An archive comprising 18 individually mounted photographs plus two snapshot albums chronicling the rural life, leisure, and travels of a prominent Middle Tennessee family at the turn of the twentieth century.
The individual photographs measure 3 5/16 x 2 1/4 in., mounted to 5 3/4 x 4 5/8 in. thick cardstock mounts. The accompanying albums contain approximately 114 primarily pasted-down photographs, measuring roughly 3 1/2 x 2 1/2 in. each. The albums measure 5 1/4 x 8 5/8 in. and 5 1/2 x 8 in., with the smaller of the two featuring detailed manuscript captions inscribed in white ink.
The collection offers an intimate, multi-faceted glimpse into Southern domesticity and social history during the Progressive Era. Notable imagery within the albums and loose prints includes: rare depictions of Black and white laborers working alongside one another in an agricultural or domestic capacity; detailed scenes of cooking and butchery, specifically highlighting the process of sausage making; portraits of family pets and livestock; travel views from excursions to Andrew Jackson’s estate, The Hermitage, and landmark structures, including the History Building, at the historic 1897 Tennessee Centennial Exposition in Nashville; homemade masquerade and Halloween costumes; a humorously pantomimed wedding; young women in an institutional or boarding school setting; and various outdoor pastimes including boating, bicycling, and an early football game captured inside a Tennessee stadium.

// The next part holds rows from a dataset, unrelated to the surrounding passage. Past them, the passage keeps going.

PR #970, opened 2024-04-13
`struct TxLpfRightEdge`: Add inner mutability

rinon:
Adds inner mutability to the right edge split vector by using DisjointMut and narrower ranges for reading and writing data.

### DIFF
--- a/src/internal.rs
+++ b/src/internal.rs
@@ -92,8 +92,10 @@ use std::ffi::c_uint;
 use std::mem;
 use std::ops::Add;
 use std::ops::AddAssign;
+use std::ops::Deref;
 use std::ops::Index;
 use std::ops::IndexMut;
+use std::ops::Range;
 use std::ops::Sub;
 use std::ptr;
 use std::sync::atomic::AtomicBool;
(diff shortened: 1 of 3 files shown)


src/internal.rs
```diff
@@ -504,27 +506,49 @@ pub struct Rav1dFrameContext_frame_thread {
...
+        slice_mut.copy_from_slice(src);
     }
 
-    pub fn get_mut(&mut self) -> (&mut [u8], &mut [u8]) {
+    pub fn copy_from_slice_uv(&self, index: Range<usize>, src: &[u8]) {
         let mid = self.inner.len() / 2;
-        self.inner.split_at_mut(mid)
+        #[allow(unused_mut)]
+        let mut slice_mut = unsafe { self.inner.index_mut(index.start + mid..index.end + mid) };
+        slice_mut.copy_from_slice(src);
```
randomPoison, line 551: These methods don't seem to be used in this PR. What was the reason for adding them?

randomPoison (approved):

src/internal.rs
rinon: They're used at https://github.com/memorysafety/rav1d/pull/970/files#diff-aeece9508d349335fdebc30632ef26fa2851aa73336dea735c78d36cb7e77b2bR4071

PR #972, opened 2024-04-13
`struct DisjointMut`: Simplify bounds and improve error messages

kkysen:
When I was first looking into why `DisjointMut` slowed things down so drastically, I first tried simplifying the ranges/bounds.  I then discovered it was mostly the backtraces (fixed in #967), but I had already done this and started building stuff off of it, and I think it makes the logic a lot clearer (I had a hard time understanding the previous overlapping logic), specifically `fn overlap` and `fn get_mut`.  I also improved the error messages, making it more concise, and printing the `Display` version of the `Backtrace` that's normally printed on panics rather than the `Debug` version we'd been printing.

### DIFF
--- a/src/disjoint_mut.rs
+++ b/src/disjoint_mut.rs
@@ -6,7 +6,10 @@
 #![allow(unused)]
 
 use std::cell::UnsafeCell;
+use std::fmt;
 use std::fmt::Debug;
+use std::fmt::Display;
+use std::fmt::Formatter;
 use std::marker::PhantomData;
 use std::ops::Bound;
 use std::ops::Deref;
@@ -41,7 +44,7 @@ pub struct DisjointMut<T: AsMutPtr> {
     inner: UnsafeCell<T>,
 
     #[cfg(debug_assertions)]
-    ranges: debug::DisjointMutDebugRanges,
+    bounds: debug::DisjointMutAllBounds,
 }
 
 #[cfg_attr(not(debug_assertions), repr(transparent))]
@@ -53,7 +56,7 @@ pub struct DisjointMutGuard<'a, T: AsMutPtr, V: ?Sized> {
     #[cfg(debug_assertions)]
     parent: &'a DisjointMut<T>,
     #[cfg(debug_assertions)]
-    range: (Bound<usize>, Bound<usize>),
+    bounds: Bounds,
 }
 
 impl<'a, T: AsMutPtr, V: ?Sized> Deref for DisjointMutGuard<'a, T, V> {
@@ -79,7 +82,7 @@ pub struct DisjointImmutGuard<'a, T: AsMutPtr, V: ?Sized> {
     #[cfg(debug_assertions)]
     parent: &'a DisjointMut<T>,
     #[cfg(debug_assertions)]
-    range: (Bound<usize>, Bound<usize>),
+    bounds: Bounds,
 }
 
 impl<'a, T: AsMutPtr, V: ?Sized> Deref for DisjointImmutGuard<'a, T, V> {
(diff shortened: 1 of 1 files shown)


src/disjoint_mut.rs
```diff
@@ -407,143 +428,137 @@ mod debug {
...
+            for b in self.bounds.immutable.lock().unwrap().iter() {
+                check_overlaps(&bounds, true, b, false);
             }
-            let mut ranges = self.ranges.mutable.lock().unwrap();
-            for r in ranges.iter() {
-                if range.overlaps(r) {
-                    let thread = thread::current().id();
-                    panic!("{range:?} on thread {thread:?} overlaps with an existing mutable range: {r:#?}");
-                }
+            let mut all_bounds = self.bounds.mutable.lock().unwrap();
```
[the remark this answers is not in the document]
kkysen: Okay, I can change it to `mut_bounds` or something?

src/disjoint_mut.rs
```diff
@@ -407,143 +428,137 @@ mod debug {
...
-        mutable: Mutex<Vec<DisjointMutRange>>,
-
-        immutable: Mutex<Vec<DisjointMutRange>>,
+    pub struct DisjointMutAllBounds {
+        mutable: Mutex<Vec<DisjointMutBounds>>,
+
+        immutable: Mutex<Vec<DisjointMutBounds>>,
+    }
+
+    // Inline so that the thread doesn't switch during this call,
```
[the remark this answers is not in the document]
kkysen: I wasn't sure what was happening exactly, but before I inlined it, the kacktrace kept being only one stack frame.  I'm not really sure why exactly and inlining fixed it.  If there's a better way I'd definitely prefer that.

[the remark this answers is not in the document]
rinon: Was this in a release build or opt-dev? It's possible the unwinding info had issues and it couldn't backtrace correctly in the optimized builds. That's not an issue this is fixing so much as papering over, but it's also not an issue we are going to be able to fix.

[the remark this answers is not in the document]
kkysen: That might've been it, but it's hard to reproduce the conditions exactly.  I've changed things to instead use `#[track_caller]`, so at least the main error message (with no backtrace at all) points to where we've called `.index` or `.index_mut`.

rinon (approved):

src/disjoint_mut.rs
```diff
@@ -219,30 +224,32 @@ impl<T: AsMutPtr> DisjointMut<T> {
     /// during the lifetime of the returned borrow.
     ///
     /// [`index_mut`]: DisjointMut::index_mut
+    #[track_caller]
```
rinon, line 227: track_caller should be cfg_attr here, it's not zero-cost.

src/disjoint_mut.rs
```diff
@@ -407,143 +430,139 @@ mod debug {
...
     }
 
     impl<'a, T: AsMutPtr, V: ?Sized> DisjointMutGuard<'a, T, V> {
-        pub fn new(
-            parent: &'a DisjointMut<T>,
-            slice: &'a mut V,
-            range: (Bound<usize>, Bound<usize>),
-        ) -> Self {
-            parent.add_mut_range(&range);
+        #[track_caller]
```
rinon, line 532: cfg_attr

src/disjoint_mut.rs
```diff
@@ -179,24 +182,26 @@ impl<T: AsMutPtr> DisjointMut<T> {
     /// referenced data must be plain data and not contain any pointers or
     /// references to avoid other potential memory safety issues due to racy
     /// access.
+    #[track_caller]
```
rinon, line 185: cfg_attr

src/disjoint_mut.rs
kkysen: Oh, it's not? I thought it was just a debug info thing.  I can change that then.

src/disjoint_mut.rs
kkysen: I'll leave these ones since it's in `mod debug` already.

src/disjoint_mut.rs
kkysen: Would it still be useful here and in `DisjointMutIndex::get_mut` for the bounds check?

rinon: I don't think so, this is fine as is.

rinon (approved):

PR #975, opened 2024-04-15
`fn load_tmvs_c`: Add safe `rp_proj` arg

kkysen:


src/decode.rs
```diff
@@ -62,6 +62,7 @@ use crate::src::error::Rav1dError::EINVAL;
 use crate::src::error::Rav1dError::ENOMEM;
 use crate::src::error::Rav1dError::ENOPROTOOPT;
 use crate::src::error::Rav1dResult;
+use crate::src::ffi_safe::FFISafe;
```
randomPoison, line 65: What is this `FFISafe` type? I don't see it being added in this PR or the ones preceding it.

randomPoison (approved):

PR #981, opened 2024-04-18
Create safe slices from `cdef_line_buf`

rinon:


rinon:
Oops, this got merged as part of #950. Closing this, but if you could have a look at 217cd21b0e76596ae67b14c8029875104a460f22 still I'd appreciate it.

kkysen:
> Oops, this got merged as part of #950. Closing this, but if you could have a look at [217cd21](https://github.com/memorysafety/rav1d/commit/217cd21b0e76596ae67b14c8029875104a460f22) still I'd appreciate it.

What's the difference between `src_y_stride` and just `y_stride`?  Besides not knowing that, everything else in the commit LGTM.

rinon:
`y_stride` is the output stride (from `lr_stride[..]`), `src_y_stride` is the stride for `cdef_line_buf`. In the original C code we use `src_stride[..]` as the strides for `cdef_line_buf`, rather than `lr_stride[..]` The two strides can be different due to (I think) superscaling?

PR #982, opened 2024-04-18
Initialize `f.lowest_pixel_mem`

rinon:


rinon:
It does, I just didn't realize that. I'll rebase on your change.

kkysen:
Fixed in #978 already.

PR #983, opened 2024-04-18
`struct RefMvsFrame::{rp,rp_ref}`: Remove raw ptr fields and pass through the callstack

kkysen:


randomPoison (approved):

randomPoison:
Looks like this needs a rebase, but I reviewed the last commit which seems to be the only one for this PR. Let me know if I missed any commits that need review though.

kkysen:
> Looks like this needs a rebase, but I reviewed the last commit which seems to be the only one for this PR. Let me know if I missed any commits that need review though.

Oops.  It's the last two actually.

PR #987, opened 2024-04-19
Backport packing of palette indices from dav1d 1.3.0

fbossen:


src/decode.rs
```diff
@@ -708,7 +708,8 @@ fn order_palette(
 unsafe fn read_pal_indices(
     ts: &mut Rav1dTileState,
     scratch_pal: &mut Rav1dTaskContext_scratch_pal,
-    pal_idx: &mut [u8],
+    pal_tmp: &mut [u8],
```
rinon, line 711: Would it make sense to pass a reference to `t.scratch` instead? @randomPoison has been working on this structure and might have an opinion.

src/decode.rs
```diff
@@ -708,7 +708,8 @@ fn order_palette(
...
+    pal_idx: Option<&mut [u8]>, // if None, use pal_tmp instead of pad_idx
```
rinon, line 712: `pal_idx` instead of `pad_idx`?

src/decode.rs
```diff
@@ -731,32 +732,52 @@ unsafe fn read_pal_indices(
...
         }
     }
-    if h4 < bh4 {
-        let y_start = h4 * 4;
-        let len = bw4 * 4;
-        let (src, dests) = pal_idx.split_at_mut(stride * y_start);
-        let src = &src[stride * (y_start - 1)..][..len];
-        for y in 0..(bh4 - h4) * 4 {
-            dests[y * stride..][..len].copy_from_slice(src);
+    if let Some(pal_idx) = pal_idx {
```
rinon, line 754: Could we just do the following and not duplicate the code?

```rust
let pal_idx = pal_idx.unwrap_or(pal_tmp);
...
```

src/decode.rs
fbossen: Oops. Fixed it.

src/decode.rs
fbossen: I had tried that, but ran into borrowing issues in `pal_idx[i] = pal_tmp[2 * i + 0] | (pal_tmp[2 * i + 1] << 4)` and ended up duplicating the code.

fbossen: Actually, the duplicated code will be put in a separate function (with asm versions) in a future PR, so this is a temporary issue

rinon: Sounds good, I see.

PR #250, opened 2017-06-12
[Examples\Chat] Allow to free HTTP conn things

ovr:
Hey!

Looks like without it, We are getting leak

Thank


garyburd:
Write it as

	go client.writePump()		 	
 	go client.readPump()

instead of adding a new method. Gofmt the code.

garyburd:
Implemented in ea4d1f681babbce9545c9c5f3d5194a789c89f5b

PR #251, opened 2017-06-13
fix isWriting not needed, because conn.Write aleady do this.

hetao29:


garyburd:
The code deleted by this PR is not necessary, but it does help application developers find concurrency bugs with negligible overhead.  We will keep the code.

`conn.Write` does not detect concurrent writes by the application.

hetao29:
Yes, thanks very much!

PR #255, opened 2017-06-20
add IsWriting func for ws funs

hetao29:
1. add IsWriting() for ws test the status.
2. add read & write mutex


garyburd:
It looks like the goal of this PR is to remove the restrictions on concurrent readers and writers.  I want to see a high level design for removing these restrictions before commenting on any code.  This design should handle all of the methods with restrictions on concurrent calls (NextWriter, EnableWriteCompression, SetWriteDeadline, ...) as well as example code showing how removing the restrictions makes it easier to write an application.

PR #257, opened 2017-06-22
removing the hardcoded 127.0.0.1

venkat:
makes it easy to connect when running the code in a remote VM, for example.


elithrar:
We should not listen on all interfaces by default as it is a security risk. 

You can change the address:port by passing the `-addr` flag when running the example.

PR #262, opened 2017-07-07
distinguish Upgrader.Upgrade from Upgrade

fuzzybear3965:
The documentation regarding which Upgrade method/function is deprecated was a bit confusing. I updated the language to make it a bit clearer.

### DIFF
--- a/doc.go
+++ b/doc.go
@@ -6,9 +6,8 @@
 //
 // Overview
 //
-// The Conn type represents a WebSocket connection. Within the context of an
-// HTTP request handler, a server application calls the Upgrade method of an
-// Upgrader instance obtaining a pointer to a Conn:
+// The Conn type represents a WebSocket connection. A server application calls
+// the Upgrader.Upgrade method from an HTTP request handler to get a *Conn:
 //
 //  var upgrader = websocket.Upgrader{
 //      ReadBufferSize:  1024,
@@ -152,10 +151,9 @@
 // origin policy checking using the CheckOrigin field associated with the
 // Upgrader instance.
 //
-// By contrast, the deprecated package-level Upgrade function
-// does not perform origin checking. In this case is the application's
-// responsibility to manually check the Origin header before calling the
-// package-level Upgrade function.
+// The deprecated package-level Upgrade function does not perform origin
+// checking. The application is responsible for checking the Origin header
+// before calling the Upgrade function.
 //
 // Compression EXPERIMENTAL
 //
--- a/doc.go
+++ b/doc.go
@@ -6,9 +6,9 @@
 //
 // Overview
 //
-// The Conn type represents a WebSocket connection. A server application uses
-// the Upgrade function from an Upgrader object with a HTTP request handler
-// to get a pointer to a Conn:
+// The Conn type represents a WebSocket connection. Within the context of an
+// HTTP request handler, a server application calls the Upgrade method of an
+// Upgrader instance obtaining a pointer to a Conn:
 //
 //  var upgrader = websocket.Upgrader{
 //      ReadBufferSize:  1024,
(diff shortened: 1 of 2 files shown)


server.go
```diff
@@ -228,12 +228,14 @@ func (u *Upgrader) Upgrade(w http.ResponseWriter, r *http.Request, responseHeade
 	return c, nil
 }
 
-// Upgrade upgrades the HTTP server connection to the WebSocket protocol.
+// DEPRECATED - use websocket.Upgrader instead.
```
fuzzybear3965: It would be good to change this line to  `Deprecated: use websocket.Upgrader instead.` in order to conform to the official godoc recommendations.

doc.go
```diff
@@ -147,9 +147,15 @@
 //      CheckOrigin: func(r *http.Request) bool { return true },
 //  }
 //
-// The deprecated Upgrade function does not enforce an origin policy. It's the
-// application's responsibility to check the Origin header before calling
-// Upgrade.
+// We recommend the upgrader.Upgrade method to perform an upgrade
+// from an HTTP connection to a websocket connection. This method performs
```
garyburd: The proceeding paragraphs in this section describe how CheckOrigin is used.  There's no need to repeat that the upgrader uses CheckOrigin.

doc.go
```diff
@@ -147,9 +147,15 @@
 //      CheckOrigin: func(r *http.Request) bool { return true },
 //  }
 //
-// The deprecated Upgrade function does not enforce an origin policy. It's the
-// application's responsibility to check the Origin header before calling
-// Upgrade.
+// We recommend the upgrader.Upgrade method to perform an upgrade
```
garyburd: There's no need to recommend the Upgrader.Upgrade. It's the only way non-deprecated API for upgrading a connection.

doc.go
```diff
@@ -147,9 +147,15 @@
...
+// from an HTTP connection to a websocket connection. This method performs
+// origin policy checking using the CheckOrigin field associated with the
+// Upgrader instance.
+//
+// By contrast, the deprecated package-level Upgrade function
```
garyburd: > The deprecated package-level Upgrade function does not perform origin checking. The application is responsible for checking the Origin header before calling the Upgrade function.

server.go
```diff
@@ -228,12 +228,14 @@ func (u *Upgrader) Upgrade(w http.ResponseWriter, r *http.Request, responseHeade
...
 //
-// This function is deprecated, use websocket.Upgrader instead.
+// Upgrade upgrades the HTTP server connection to the WebSocket protocol.
 //
-// The application is responsible for checking the request origin before
-// calling Upgrade. An example implementation of the same origin policy is:
+// Note that the application is responsible for checking the request origin
```
garyburd: > Upgrade does not perform origin checking. The application is responsible for checking the Origin header before calling Upgrade. An example implementation of the same origin policy check is:

doc.go
```diff
@@ -6,9 +6,9 @@
 //
 // Overview
 //
-// The Conn type represents a WebSocket connection. A server application uses
-// the Upgrade function from an Upgrader object with a HTTP request handler
-// to get a pointer to a Conn:
+// The Conn type represents a WebSocket connection. Within the context of an
```
garyburd: > The Conn type represents a WebSocket connection. A server application calls the Upgrader.Upgrade method from an HTTP request handler to get a *Conn.

doc.go
fuzzybear3965: You're right. I don't see the harm, though, in including this in the Overview section. You could stipulate that it's redundant; I'm not arguing with that. But redundancy isn't always harmful and I think, in this case, this is good information to include in the Overview. It clarifies the distinction between the Upgrader.Upgrade method and the package-level Upgrade function immediately, setting the user on the right path.

Personally, I found myself scrolling between the overview section, the documentation for the package-level Upgrade function and the Upgrader.Upgrade method to understand the difference between the two. Now, it's obvious to me what that difference is. But, having this nota bene in the Overview section would have saved me some time.

I don't expect you to find this addition that useful (as the package's primary author). But, I believe that it could prove useful to other users in the future and I don't imagine that adding it would cause universal frustration.

doc.go
fuzzybear3965: But, the key idea here is that it's the only non-deprecated mechanism for upgrading a connection. It isn't the only mechanism for upgrading a connection. Thus, due to Upgrade's deprecation we recommend Upgrader.Upgrade.

PR #291, opened 2017-10-10
refine Conn.SetReadDeadline

sunlei99:
Under my circumstance

I want to use the websocket connection **Half-duplex**

e.g.
```go
    conn, _ := upgrader.Upgrade(w, r, nil)
    for {
        conn.SetReadDeadline(time.Now().Add(time.Second * 3))
        err := c.Conn.ReadJSON(&p)
        // do something...
        if err != nil && strings.Contains(err.Error(), "i/o timeout") {
            // read timeout do something
        } else if err == nil {
            // parse the data from client
        } else {
            // process the other err
        }
    }
```

**but** 
 **readErr** of Conn is always not nil after the first read timeout so the code above will panic due to 
the code in Conn.NextReader
```go
func (c *Conn) NextReader() (messageType int, r io.Reader, err error) {
        ...
        // always not nil after first timeout
	for c.readErr == nil {
		...
	}

	// panic...
	c.readErrCount++
	if c.readErrCount >= 1000 {
		panic("repeated read on failed websocket connection")
	}

	return noFrame, nil, c.readErr
}
```

### DIFF
--- a/conn.go
+++ b/conn.go
@@ -13,10 +13,10 @@ import (
 	"math/rand"
 	"net"
 	"strconv"
+	"strings"
 	"sync"
 	"time"
 	"unicode/utf8"
-	"strings"
 )
 
 const (
--- a/conn.go
+++ b/conn.go
@@ -16,6 +16,7 @@ import (
 	"sync"
 	"time"
 	"unicode/utf8"
+	"strings"
 )
 
 const (
@@ -1029,6 +1030,9 @@ func (c *Conn) ReadMessage() (messageType int, p []byte, err error) {
 // all future reads will return an error. A zero value for t means reads will
 // not time out.
 func (c *Conn) SetReadDeadline(t time.Time) error {
+	if c.readErr != nil && strings.Contains(c.readErr.Error(), "i/o timeout") {
+		c.readErr = nil
+	}
 	return c.conn.SetReadDeadline(t)
 }
 


garyburd:
This PR does not handle the case where the timeout happens after one byte of a message is read.

Use a goroutine.

sunlei99:
Does that mean the connection is not available and should be abandoned after the timeout set by 
SetReadDeadline?  

The function SetReadDeadline should only be called ONCE?

Under the circumstance above, the only way is invoking a new goroutine?

garyburd:
The connection should be closed and abandoned after any error, including timeout.

Most applications that call SetReadDeadline with a non-zero time will call SetReadDeadline multiple times.  

Use time.Ticker time.After, goroutines, etc. to execute code at specified times.

sunlei99:
@garyburd thanks!

    About the second question: The function SetReadDeadline should only be called ONCE?

readErr of Conn is always not nil after the first read timeout, which is set by SetReadDeadline.
So does it means that 
The function SetReadDeadline should only be called ONCE?

garyburd:
If an application calls SetReadDeadline at all,, then it's typical to call the method multiple times.

sunlei99:
@garyburd Yes! I intended to call the method multiple times.
but the program will panic, because conn.readErr is always not nil 

```go
    conn, _ := upgrader.Upgrade(w, r, nil)
    for {
        conn.SetReadDeadline(time.Now().Add(time.Second * 3))
        err := conn.ReadJSON(&p)
        // do something...
        if err != nil && strings.Contains(err.Error(), "i/o timeout") {
            // read timeout do something
        } else if err == nil {
            // parse the data from client
        } else {
            // process the other err
        }
    }
```


but
readErr of Conn is always not nil after the first read timeout so the code above will panic due to
the code in Conn.NextReader
```go
func (c *Conn) NextReader() (messageType int, r io.Reader, err error) {
        ...
        // always not nil after first timeout
	for c.readErr == nil {
		...
	}

	// panic...
	c.readErrCount++
	if c.readErrCount >= 1000 {
		panic("repeated read on failed websocket connection")
	}

	return noFrame, nil, c.readErr
}
```

garyburd:
SetReadDeadline can be called multiple times to extend deadlines, but the method can only be called once for a given read operation.

Use time.Ticker time.After, goroutines, etc. to execute code at specified times.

Many of the snapshot subjects are designated by first names alone, including main characters captioned as "Uncle Bawldy and Aunt Jennie, the Flower of Kildare," an overt homage to the popular 1873 Irish-American song "Jennie, the Flower of Kildare," written by the famous minstrel composer Frank Dumont. However, the prominence of the surname Ewinfg throughout the white-ink captions firmly attributes the collection to one of Tennessee's foundational pioneer families. Captured within are young boys explicitly identified as Jim, Jesse, and Baily Ewing, alongside another child named Ewing Greene.
The Ewing lineage traces directly back to family patriarch Andrew Ewing, a Revolutionary War veteran who arrived in the Nashville basin with Colonel John Donelson’s historic party in 1780. A foundational figure in the region's history, Andrew Ewing was a signer of the Cumberland Compact—the area's first constitutional government—and subsequently served as the first Court Clerk for both the Cumberland Territory and Davidson County. Over the ensuing generations, the politically and socially active Ewing family flourished across Middle and East Tennessee, establishing roots in Nashville, Franklin, and Knoxville. Cedar Hill, the site identified in the album, is located about 40 miles northwest of Nashville in Robertson County.
A visually rich and, oftentimes, playful, piece of Tennessee social history, capturing the intersection of a prominent pioneer lineage with the everyday realities of turn-of-the-century Southern life.